Check every line of the entries for the string "connection" and return the ones that contain it.

++++++++++

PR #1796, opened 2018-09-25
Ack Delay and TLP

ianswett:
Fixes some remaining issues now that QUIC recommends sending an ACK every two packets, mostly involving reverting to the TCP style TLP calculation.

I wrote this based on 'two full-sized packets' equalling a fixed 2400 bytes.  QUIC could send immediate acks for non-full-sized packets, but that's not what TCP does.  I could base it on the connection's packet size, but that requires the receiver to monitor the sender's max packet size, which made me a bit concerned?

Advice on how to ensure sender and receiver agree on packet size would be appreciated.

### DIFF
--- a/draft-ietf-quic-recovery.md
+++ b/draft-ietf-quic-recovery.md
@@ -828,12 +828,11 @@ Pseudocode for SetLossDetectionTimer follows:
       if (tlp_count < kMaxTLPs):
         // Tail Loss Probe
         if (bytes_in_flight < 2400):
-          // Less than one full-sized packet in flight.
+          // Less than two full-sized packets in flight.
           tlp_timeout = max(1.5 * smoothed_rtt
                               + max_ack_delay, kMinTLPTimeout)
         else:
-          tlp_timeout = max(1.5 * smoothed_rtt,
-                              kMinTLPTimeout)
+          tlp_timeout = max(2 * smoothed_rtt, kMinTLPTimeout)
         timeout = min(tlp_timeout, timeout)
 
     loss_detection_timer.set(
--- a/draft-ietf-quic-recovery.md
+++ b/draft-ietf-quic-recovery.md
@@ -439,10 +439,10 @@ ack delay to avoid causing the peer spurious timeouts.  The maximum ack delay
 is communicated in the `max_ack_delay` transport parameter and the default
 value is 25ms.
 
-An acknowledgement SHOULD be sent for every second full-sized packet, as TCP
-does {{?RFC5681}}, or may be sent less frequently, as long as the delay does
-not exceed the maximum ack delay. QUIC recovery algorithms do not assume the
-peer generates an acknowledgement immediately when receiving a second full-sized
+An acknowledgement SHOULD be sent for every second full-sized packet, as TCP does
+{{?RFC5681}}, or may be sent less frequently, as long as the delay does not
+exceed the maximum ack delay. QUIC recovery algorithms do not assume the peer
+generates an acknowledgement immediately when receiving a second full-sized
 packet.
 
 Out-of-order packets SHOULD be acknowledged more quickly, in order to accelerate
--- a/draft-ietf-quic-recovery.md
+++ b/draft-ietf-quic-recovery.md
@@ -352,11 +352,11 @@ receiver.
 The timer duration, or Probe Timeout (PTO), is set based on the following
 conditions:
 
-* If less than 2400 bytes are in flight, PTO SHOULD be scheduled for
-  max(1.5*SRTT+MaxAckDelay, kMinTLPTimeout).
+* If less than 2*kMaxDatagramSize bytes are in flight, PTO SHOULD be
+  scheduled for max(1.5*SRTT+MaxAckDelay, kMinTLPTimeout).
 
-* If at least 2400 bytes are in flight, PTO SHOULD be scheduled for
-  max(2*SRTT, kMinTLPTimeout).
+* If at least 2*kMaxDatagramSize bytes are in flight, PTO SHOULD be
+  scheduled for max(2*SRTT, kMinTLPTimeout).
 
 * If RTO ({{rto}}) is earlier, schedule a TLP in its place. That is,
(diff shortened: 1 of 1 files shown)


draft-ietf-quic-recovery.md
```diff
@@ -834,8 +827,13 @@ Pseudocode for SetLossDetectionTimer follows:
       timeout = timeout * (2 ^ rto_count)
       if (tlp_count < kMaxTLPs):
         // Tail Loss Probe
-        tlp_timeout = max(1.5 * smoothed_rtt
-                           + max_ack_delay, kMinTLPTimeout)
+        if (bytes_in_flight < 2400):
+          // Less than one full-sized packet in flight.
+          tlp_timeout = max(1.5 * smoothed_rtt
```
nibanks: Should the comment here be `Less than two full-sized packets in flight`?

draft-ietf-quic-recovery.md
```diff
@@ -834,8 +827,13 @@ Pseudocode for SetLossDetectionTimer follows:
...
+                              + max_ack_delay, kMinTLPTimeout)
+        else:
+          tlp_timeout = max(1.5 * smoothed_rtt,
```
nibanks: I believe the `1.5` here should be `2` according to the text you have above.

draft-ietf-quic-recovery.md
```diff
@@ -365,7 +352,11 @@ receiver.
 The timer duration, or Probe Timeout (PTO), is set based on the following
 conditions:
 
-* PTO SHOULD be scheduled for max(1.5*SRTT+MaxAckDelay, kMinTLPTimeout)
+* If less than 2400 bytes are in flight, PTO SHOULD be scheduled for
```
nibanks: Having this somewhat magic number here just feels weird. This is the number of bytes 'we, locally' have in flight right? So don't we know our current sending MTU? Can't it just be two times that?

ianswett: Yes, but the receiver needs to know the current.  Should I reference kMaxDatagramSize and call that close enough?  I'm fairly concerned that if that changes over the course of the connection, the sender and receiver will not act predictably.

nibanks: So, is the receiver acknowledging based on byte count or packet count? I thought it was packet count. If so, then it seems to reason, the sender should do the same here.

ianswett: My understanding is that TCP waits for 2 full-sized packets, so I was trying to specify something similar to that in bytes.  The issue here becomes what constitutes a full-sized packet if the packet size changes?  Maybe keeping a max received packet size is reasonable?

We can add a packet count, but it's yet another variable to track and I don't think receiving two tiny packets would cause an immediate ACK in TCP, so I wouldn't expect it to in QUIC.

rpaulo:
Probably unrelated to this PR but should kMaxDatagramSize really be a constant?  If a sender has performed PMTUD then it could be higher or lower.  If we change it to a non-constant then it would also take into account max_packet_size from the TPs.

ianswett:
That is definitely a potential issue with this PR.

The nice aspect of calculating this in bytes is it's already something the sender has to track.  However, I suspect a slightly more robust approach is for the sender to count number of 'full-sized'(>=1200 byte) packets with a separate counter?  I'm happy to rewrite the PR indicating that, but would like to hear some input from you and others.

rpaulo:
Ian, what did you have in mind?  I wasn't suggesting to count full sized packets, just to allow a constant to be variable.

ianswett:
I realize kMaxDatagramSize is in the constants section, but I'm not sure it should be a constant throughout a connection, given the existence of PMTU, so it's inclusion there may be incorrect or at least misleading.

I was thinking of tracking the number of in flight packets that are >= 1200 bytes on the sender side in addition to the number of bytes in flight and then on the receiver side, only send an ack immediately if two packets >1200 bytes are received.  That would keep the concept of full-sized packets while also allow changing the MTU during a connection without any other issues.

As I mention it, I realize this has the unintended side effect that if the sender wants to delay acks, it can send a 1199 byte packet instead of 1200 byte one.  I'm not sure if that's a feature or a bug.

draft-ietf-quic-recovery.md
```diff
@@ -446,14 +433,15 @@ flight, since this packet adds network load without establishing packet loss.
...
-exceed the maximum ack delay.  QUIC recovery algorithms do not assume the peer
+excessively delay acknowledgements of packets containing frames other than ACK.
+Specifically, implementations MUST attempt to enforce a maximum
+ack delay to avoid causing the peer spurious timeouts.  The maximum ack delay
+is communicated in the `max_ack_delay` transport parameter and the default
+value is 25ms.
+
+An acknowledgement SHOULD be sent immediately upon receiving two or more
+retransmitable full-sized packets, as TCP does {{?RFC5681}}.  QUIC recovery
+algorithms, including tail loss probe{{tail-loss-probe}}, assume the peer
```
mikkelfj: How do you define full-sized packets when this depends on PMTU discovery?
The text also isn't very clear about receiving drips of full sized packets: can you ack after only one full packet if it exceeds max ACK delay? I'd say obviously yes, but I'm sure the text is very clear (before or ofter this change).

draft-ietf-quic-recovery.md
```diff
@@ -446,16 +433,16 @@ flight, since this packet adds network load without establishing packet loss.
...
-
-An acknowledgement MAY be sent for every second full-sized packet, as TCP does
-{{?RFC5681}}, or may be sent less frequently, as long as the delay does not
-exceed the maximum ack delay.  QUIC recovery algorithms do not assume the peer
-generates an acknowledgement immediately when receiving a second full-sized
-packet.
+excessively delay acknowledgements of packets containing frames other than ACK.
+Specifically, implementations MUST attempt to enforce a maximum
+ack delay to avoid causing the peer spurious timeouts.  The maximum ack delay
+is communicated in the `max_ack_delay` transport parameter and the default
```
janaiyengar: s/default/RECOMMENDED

++++++++++

§ Solved problem:
I wrote this based on 'two full-sized packets' equalling a fixed 2400 bytes.  QUIC could send immediate acks for non-full-sized packets, but that's not what TCP does.  I could base it on the connection's packet size, but that requires the receiver to monitor the sender's max packet size, which made me a bit concerned?
ianswett: Yes, but the receiver needs to know the current.  Should I reference kMaxDatagramSize and call that close enough?  I'm fairly concerned that if that changes over the course of the connection, the sender and receiver will not act predictably.
I realize kMaxDatagramSize is in the constants section, but I'm not sure it should be a constant throughout a connection, given the existence of PMTU, so it's inclusion there may be incorrect or at least misleading.
I was thinking of tracking the number of in flight packets that are >= 1200 bytes on the sender side in addition to the number of bytes in flight and then on the receiver side, only send an ack immediately if two packets >1200 bytes are received.  That would keep the concept of full-sized packets while also allow changing the MTU during a connection without any other issues.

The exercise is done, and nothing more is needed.